··· Information supplied

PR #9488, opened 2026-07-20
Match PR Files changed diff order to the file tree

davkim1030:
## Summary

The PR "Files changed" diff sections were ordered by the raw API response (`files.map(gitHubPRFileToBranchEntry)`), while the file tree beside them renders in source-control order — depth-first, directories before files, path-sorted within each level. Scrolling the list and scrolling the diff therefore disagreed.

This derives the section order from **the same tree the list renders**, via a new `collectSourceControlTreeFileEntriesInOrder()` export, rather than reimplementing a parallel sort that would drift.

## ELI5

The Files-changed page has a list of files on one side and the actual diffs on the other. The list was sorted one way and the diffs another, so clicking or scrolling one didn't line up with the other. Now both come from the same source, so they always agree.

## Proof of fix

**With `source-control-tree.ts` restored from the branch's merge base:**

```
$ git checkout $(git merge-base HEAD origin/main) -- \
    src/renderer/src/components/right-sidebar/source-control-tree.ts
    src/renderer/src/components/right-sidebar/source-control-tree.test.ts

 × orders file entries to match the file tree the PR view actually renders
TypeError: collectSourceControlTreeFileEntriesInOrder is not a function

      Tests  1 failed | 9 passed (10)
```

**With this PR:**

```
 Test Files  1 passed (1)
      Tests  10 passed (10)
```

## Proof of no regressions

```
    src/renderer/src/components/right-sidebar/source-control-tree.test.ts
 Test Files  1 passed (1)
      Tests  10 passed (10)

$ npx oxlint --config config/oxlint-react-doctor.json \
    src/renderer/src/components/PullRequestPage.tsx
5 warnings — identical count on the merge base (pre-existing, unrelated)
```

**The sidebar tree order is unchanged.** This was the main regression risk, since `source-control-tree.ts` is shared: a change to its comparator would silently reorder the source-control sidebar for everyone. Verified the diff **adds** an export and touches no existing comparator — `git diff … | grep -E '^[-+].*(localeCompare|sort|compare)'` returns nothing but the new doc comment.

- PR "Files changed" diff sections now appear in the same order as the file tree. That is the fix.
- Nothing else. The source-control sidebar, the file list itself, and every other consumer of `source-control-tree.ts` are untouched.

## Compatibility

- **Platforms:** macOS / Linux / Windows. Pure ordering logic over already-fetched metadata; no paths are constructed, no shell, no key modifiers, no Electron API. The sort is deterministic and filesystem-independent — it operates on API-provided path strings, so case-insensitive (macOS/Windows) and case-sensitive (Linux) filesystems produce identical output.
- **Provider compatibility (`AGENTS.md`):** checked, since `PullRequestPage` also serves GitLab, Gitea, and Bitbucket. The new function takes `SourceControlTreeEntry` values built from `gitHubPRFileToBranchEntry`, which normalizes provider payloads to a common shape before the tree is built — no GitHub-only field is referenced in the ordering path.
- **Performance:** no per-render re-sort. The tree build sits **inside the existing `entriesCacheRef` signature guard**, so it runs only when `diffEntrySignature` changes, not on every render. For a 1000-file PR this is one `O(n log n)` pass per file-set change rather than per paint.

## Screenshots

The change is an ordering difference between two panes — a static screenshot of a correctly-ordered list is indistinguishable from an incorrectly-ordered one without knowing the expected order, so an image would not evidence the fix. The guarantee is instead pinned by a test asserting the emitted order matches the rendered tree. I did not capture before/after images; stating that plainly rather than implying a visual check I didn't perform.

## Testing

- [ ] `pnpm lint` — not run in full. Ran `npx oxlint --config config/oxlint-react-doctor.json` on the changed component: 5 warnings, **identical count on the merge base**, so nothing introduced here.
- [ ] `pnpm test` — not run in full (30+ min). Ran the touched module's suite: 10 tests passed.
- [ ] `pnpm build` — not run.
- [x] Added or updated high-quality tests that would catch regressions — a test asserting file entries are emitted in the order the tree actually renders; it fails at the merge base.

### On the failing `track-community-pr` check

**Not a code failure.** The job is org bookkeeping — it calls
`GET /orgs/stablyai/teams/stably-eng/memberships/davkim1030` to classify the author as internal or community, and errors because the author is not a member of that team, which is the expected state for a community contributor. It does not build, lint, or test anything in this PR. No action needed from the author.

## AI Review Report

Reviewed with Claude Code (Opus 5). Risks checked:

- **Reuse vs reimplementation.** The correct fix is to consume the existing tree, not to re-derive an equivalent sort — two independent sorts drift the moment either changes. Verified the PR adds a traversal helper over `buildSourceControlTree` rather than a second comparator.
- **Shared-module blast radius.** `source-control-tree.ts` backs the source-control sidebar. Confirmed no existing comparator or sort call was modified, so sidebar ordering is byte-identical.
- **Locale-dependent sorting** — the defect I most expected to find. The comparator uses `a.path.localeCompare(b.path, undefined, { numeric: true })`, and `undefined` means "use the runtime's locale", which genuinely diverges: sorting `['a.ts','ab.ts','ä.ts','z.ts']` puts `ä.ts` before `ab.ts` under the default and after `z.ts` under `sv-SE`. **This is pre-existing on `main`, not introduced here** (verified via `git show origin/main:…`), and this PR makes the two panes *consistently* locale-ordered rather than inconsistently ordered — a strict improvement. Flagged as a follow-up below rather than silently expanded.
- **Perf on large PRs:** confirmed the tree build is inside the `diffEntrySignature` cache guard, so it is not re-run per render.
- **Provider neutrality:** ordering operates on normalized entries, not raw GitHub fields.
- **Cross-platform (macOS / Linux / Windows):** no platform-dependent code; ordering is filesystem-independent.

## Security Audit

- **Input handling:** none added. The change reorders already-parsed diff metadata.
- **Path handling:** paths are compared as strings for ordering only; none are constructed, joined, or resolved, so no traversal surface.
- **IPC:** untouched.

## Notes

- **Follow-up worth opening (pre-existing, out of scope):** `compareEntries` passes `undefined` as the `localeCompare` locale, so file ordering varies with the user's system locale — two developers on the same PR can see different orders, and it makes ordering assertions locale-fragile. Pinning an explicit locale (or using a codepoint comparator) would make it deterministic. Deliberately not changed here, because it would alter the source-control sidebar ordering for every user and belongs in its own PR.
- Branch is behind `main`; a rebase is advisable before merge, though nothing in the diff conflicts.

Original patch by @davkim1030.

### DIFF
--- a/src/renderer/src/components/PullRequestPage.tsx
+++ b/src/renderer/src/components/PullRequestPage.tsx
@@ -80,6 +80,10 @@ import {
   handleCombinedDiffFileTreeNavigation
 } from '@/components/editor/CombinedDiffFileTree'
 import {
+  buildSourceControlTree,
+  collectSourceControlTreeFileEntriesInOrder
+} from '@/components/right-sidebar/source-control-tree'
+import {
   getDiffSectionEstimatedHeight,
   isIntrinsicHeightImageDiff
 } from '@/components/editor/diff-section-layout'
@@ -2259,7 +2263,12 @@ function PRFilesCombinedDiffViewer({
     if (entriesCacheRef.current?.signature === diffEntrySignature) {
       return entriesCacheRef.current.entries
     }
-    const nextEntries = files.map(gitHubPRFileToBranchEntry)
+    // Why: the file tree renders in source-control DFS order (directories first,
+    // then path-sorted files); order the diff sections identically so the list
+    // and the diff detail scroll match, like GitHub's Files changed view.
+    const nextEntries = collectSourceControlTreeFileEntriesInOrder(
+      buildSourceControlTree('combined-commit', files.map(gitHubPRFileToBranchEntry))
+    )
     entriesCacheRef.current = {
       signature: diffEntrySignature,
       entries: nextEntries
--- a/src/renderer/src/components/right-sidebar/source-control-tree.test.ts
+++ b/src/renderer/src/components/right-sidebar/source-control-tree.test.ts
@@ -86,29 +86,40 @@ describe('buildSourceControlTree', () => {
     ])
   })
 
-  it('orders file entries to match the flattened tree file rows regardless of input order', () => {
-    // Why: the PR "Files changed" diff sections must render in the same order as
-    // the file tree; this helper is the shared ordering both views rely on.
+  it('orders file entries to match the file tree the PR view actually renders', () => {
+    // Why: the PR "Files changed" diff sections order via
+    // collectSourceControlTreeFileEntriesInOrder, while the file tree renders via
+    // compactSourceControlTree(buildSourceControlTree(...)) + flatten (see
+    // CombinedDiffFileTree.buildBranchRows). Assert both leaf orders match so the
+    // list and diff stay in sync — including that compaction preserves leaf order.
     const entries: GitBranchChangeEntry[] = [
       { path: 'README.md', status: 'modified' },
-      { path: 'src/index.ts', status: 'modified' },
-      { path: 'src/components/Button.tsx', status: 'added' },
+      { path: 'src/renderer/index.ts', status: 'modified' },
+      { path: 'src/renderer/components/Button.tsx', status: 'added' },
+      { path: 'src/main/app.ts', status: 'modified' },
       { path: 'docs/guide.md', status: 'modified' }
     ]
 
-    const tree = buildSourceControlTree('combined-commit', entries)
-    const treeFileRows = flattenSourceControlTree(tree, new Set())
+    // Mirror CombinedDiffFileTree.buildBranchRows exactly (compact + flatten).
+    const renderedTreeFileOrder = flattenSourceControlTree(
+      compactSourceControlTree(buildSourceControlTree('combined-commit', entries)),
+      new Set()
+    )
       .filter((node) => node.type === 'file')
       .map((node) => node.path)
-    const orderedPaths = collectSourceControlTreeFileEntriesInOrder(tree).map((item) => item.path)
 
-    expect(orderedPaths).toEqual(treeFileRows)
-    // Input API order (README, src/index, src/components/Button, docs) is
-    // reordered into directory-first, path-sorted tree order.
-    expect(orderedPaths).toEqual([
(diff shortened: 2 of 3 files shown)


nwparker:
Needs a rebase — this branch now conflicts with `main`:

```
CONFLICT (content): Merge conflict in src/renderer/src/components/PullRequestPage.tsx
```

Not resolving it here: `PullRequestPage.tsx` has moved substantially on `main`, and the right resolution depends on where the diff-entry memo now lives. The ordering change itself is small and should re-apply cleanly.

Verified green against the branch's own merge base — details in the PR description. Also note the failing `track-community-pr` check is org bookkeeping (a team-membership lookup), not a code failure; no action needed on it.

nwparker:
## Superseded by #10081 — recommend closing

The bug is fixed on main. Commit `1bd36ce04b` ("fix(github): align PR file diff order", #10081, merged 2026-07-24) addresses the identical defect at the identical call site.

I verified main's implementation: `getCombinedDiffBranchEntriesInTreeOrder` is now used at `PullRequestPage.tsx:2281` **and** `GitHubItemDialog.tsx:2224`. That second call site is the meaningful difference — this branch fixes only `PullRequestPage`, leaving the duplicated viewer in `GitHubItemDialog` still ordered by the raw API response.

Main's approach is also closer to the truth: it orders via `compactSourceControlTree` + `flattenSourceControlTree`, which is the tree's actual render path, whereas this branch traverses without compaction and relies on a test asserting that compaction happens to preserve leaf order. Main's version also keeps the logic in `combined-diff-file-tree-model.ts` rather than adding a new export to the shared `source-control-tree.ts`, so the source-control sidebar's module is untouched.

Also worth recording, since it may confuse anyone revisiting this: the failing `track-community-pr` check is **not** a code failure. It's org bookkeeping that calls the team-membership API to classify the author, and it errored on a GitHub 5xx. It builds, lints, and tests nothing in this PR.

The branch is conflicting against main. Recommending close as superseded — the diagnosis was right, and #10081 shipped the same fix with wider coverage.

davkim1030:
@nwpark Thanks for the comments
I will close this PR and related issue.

······
··· Information supplied

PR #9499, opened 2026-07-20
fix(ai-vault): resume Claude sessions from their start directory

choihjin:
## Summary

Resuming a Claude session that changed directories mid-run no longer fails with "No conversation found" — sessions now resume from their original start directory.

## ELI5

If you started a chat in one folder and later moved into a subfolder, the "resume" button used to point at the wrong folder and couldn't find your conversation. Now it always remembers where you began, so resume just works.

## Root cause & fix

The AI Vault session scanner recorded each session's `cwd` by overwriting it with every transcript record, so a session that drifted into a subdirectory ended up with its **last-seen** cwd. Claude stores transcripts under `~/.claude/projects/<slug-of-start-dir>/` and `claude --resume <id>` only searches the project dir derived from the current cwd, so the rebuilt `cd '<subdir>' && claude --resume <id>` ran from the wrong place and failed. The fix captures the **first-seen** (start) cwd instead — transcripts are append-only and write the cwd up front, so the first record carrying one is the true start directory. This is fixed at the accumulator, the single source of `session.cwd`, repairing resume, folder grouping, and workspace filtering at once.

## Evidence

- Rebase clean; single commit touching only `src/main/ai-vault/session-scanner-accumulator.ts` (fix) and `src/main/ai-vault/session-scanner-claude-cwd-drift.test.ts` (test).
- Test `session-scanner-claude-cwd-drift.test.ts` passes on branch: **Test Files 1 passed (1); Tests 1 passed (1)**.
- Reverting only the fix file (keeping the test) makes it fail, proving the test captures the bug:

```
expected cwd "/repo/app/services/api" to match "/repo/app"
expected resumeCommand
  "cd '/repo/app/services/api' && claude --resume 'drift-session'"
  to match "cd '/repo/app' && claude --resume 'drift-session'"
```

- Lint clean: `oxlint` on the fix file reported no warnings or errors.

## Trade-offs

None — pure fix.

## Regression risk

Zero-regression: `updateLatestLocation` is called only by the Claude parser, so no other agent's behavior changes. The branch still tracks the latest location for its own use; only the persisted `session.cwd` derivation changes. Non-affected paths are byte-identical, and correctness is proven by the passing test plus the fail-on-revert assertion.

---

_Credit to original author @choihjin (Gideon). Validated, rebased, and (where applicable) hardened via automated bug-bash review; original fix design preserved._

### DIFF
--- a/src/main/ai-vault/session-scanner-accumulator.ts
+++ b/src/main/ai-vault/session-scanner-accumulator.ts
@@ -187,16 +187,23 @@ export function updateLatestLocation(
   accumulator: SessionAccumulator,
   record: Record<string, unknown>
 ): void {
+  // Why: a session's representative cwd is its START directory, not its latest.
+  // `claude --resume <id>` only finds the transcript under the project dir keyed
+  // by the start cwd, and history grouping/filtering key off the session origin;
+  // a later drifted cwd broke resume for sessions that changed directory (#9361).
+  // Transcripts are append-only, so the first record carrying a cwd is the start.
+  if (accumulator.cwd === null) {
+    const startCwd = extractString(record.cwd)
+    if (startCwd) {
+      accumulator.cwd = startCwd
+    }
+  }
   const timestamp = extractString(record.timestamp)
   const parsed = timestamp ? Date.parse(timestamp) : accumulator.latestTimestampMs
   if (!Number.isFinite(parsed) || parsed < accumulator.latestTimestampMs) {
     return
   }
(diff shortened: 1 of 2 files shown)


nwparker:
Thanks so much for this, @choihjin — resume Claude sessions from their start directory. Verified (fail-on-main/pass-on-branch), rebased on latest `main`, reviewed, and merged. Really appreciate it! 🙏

······

» **Exercise aim**
All that belongs in the answer is the run of lines above from the line containing "(diff shortened: 2 of 3 files shown)" through the line containing "## Superseded by #10081 — recommend closing", exactly as written.

» **Task response**
(diff shortened: 2 of 3 files shown)


nwparker:
Needs a rebase — this branch now conflicts with `main`:

```
CONFLICT (content): Merge conflict in src/renderer/src/components/PullRequestPage.tsx
```

Not resolving it here: `PullRequestPage.tsx` has moved substantially on `main`, and the right resolution depends on where the diff-entry memo now lives. The ordering change itself is small and should re-apply cleanly.

Verified green against the branch's own merge base — details in the PR description. Also note the failing `track-community-pr` check is org bookkeeping (a team-membership lookup), not a code failure; no action needed on it.

nwparker:
## Superseded by #10081 — recommend closing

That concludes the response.